### TASK ITEM
When you write the records again, keep every line exactly as it was.

== Segment start ==

PR #3196, opened 2022-09-24
Update article.md

Alexandre887:


joaquinelio:
mm. 
Unicode is more important than ###. 
In fact, It deserves its own article.

Alexandre887:
> mm. Unicode is more important than ###. In fact, It deserves its own article.
> 
> " ### " dont get listed on the left panel, do they? didnt check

== Segment end ==

### SOLUTION FOR THIS PROBLEM
PR #3196, opened 2022-09-24
Update article.md

Alexandre887:


joaquinelio:
mm. 
Unicode is more important than ###. 
In fact, It deserves its own article.

Alexandre887:
> mm. Unicode is more important than ###. In fact, It deserves its own article.
> 
> " ### " dont get listed on the left panel, do they? didnt check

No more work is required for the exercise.